Jane let the women in the yellow wallpaper escape. Once she tore the paper off, she did not let anyone in the bedroom. Jane wanted to wait on John to get home as she states, “I don’t want to go out, and I don’t want to have anybody come in, till John comes – I want to astonish him” (237). John ended up arriving at the house went upstairs to the bedroom, but the door was locked. He knocked and knocked but Jane would not open the door. Jane tossed the key out the window down by the front steps. She told him to go get the key so he could come into the room. John eventually went to go get the key and opened the bedroom door. When John went in, he was shocked by what she was doing to the wall. He said, “For God’s sake, what are you doing” (264). Jane tells John that she has finally broken out. She explains that there is nothing he can do about it. John ended up fainting at the end of the story. Fainting has common connection femininity because fainting means that someone is not physically strong enough. The fact that John faints means he is the weak one and not her. Fainting represents a winning for her towards the end of the story. John did not think Jane’s outcome would turn out like that he thought the opposite. Jane feels relieved that she is now free to express herself without anyone stopping her. In the article by Brooke, it explains how back in the olden day’s women were not allowed to express or do anything for themselves (Brooke). This article relates to the short story “The Yellow Wallpaper” because that is exactly what John was doing with Jane not letting her be who she wanted to be.
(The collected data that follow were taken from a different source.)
PR #1189, opened 2021-06-07
kpatch: Sync signal subcmd usage output with manpage

theyoyojo:
Fixes: 1188

Signed-off-by: Joel Savitz <jsavitz@redhat.com>

### DIFF
--- a/kpatch/kpatch
+++ b/kpatch/kpatch
@@ -36,7 +36,7 @@ MAX_LOAD_ATTEMPTS=5
 RETRY_INTERVAL=2
 
 usage_cmd() {
-	printf '   %-20s\n      %s\n' "$1" "$2" >&2
+	printf '   %-20s\n%s\n' "$1" "$(fmt -w 80 <(echo "      $2"))" >&2
 }
 
 usage () {
@@ -57,7 +57,7 @@ usage () {
 	echo >&2
 	usage_cmd "list" "list installed patch modules"
 	echo >&2
-	usage_cmd "signal" "signal/poke any process stalling the current patch transition"
+	usage_cmd "signal" "signal/poke any process stalling the current patch transition. This is only useful on systems that have the sysfs livepatch signal interface. On other systems, the signaling should be done automatically by the OS and this subcommand is a no-op."
 	echo >&2
 	usage_cmd "version" "display the kpatch version"
 	exit 1


kpatch/kpatch
```diff
@@ -57,7 +57,10 @@ usage () {
 	echo >&2
 	usage_cmd "list" "list installed patch modules"
 	echo >&2
-	usage_cmd "signal" "signal/poke any process stalling the current patch transition"
+	usage_cmd "signal" "signal/poke any process stalling the current patch transition
+	This is only useful on systems that have the sysfs livepatch signal interface.
+	On other systems, the signaling should be done automatically by the OS and
+	this subcommand is a no-op."
 	echo >&2
```
joe-lawrence, line 64: nit: what does indentation turn out to look like when this is passed through `usage_cmd()`'s:
```
printf '   %-20s\n      %s\n' "$1" "$2" 
```

I can't think of a simple way to manage terminal widths, wordwrap and indentation, so maybe it would be better to just manually wrap/indent with the right number of spaces for 80 cols.   Something like:

```
        usage_cmd "signal" "signal/poke any process stalling the current patch transition
      This is only useful on systems that have the sysfs livepatch signal
      interface.  On other systems, the signaling should be done automatically
      by the OS and this subcommand is a no-op."
```
which hopefully renders like:
```
   ...
   info <module>       
      show information about a patch module

   list                
      list installed patch modules

   signal              
      signal/poke any process stalling the current patch transition
      This is only useful on systems that have the sysfs livepatch signal
      interface.  On other systems, the signaling should be done automatically
      by the OS and this subcommand is a no-op.
```

theyoyojo: yeah the new lines are very slightly more indented than the first line, I can add spaces manually to make them line up but the script looks like it was designed for short usage messages

joe-lawrence: I think the `fmt` command could potentially solve this problem...  If you give it a string like `"<indentation spaces> foo bar fritz..."` it will detect the leading indentation and then apply it as it word wraps the rest of the text.  It's part of the coreutils package, so it should be safe to assume that its installed.

theyoyojo: Alright I just pushed a potentially more future-proof fix

theyoyojo: output of `kpatch`:

```
[jsavitz@jsavitz kpatch]$ ./kpatch
usage: kpatch <command> [<args>]

Valid commands:
   install [-k|--kernel-version=<kernel version>] <module>
      install patch module to be loaded at boot
   uninstall [-k|--kernel-version=<kernel version>] <module>
      uninstall patch module

   load --all          
      load all installed patch modules into the running kernel
   load <module>       
      load patch module into the running kernel
   unload --all        
      unload all patch modules from the running kernel
   unload <module>     
      unload patch module from the running kernel

   info <module>       
      show information about a patch module

   list                
      list installed patch modules

   signal              
      signal/poke any process stalling the current patch transition. This is
      only useful on systems that have the sysfs livepatch signal interface. On
      other systems, the signaling should be done automatically by the OS
      and this subcommand is a no-op.

   version             
      display the kpatch version
```

joe-lawrence: Nice, that turned out a lot simpler than I initially expected.

This is splitting hairs, but we can preserve the old indentation formatting by moving the six spaces from the printf format string to just before `$2` (right now it's only indenting a single space).  I _really_ hope nobody is parsing the output of usage, but I rather not like to find out :)

joe-lawrence (approved):
:+1:  looks good, thanks!

sm00th (approved):

kamalesh-babulal (approved):

yhcote (approved):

In this story, the women trapped inside the wallpaper not only represent Jane but all of the women. Jane speaks what it is like to be a woman who is not allowed to speak for herself but by her husband. She knows how it feels to be trapped inside of a wall and not finding a way out. Jane tearing down the wallpaper is showing how she is tearing female oppression and getting rid of any societal expectation. Many women in the late nineteenth century dealt with female oppression and felt trapped inside a while. Many were afraid to stand up to the male and went through what Jane had to go through. Unlike Jane, she was determined to find out what was behind the wallpaper. John made it seem as if his reasons to keep her in the room were because of Jane’s illness. Today there are women who are trapped in a wall like Jane was, but time has shifted. Women are allowed rights to show who they are and not be afraid to do it. The movement powered by the women has made in the world today. No male should hold a female under their control.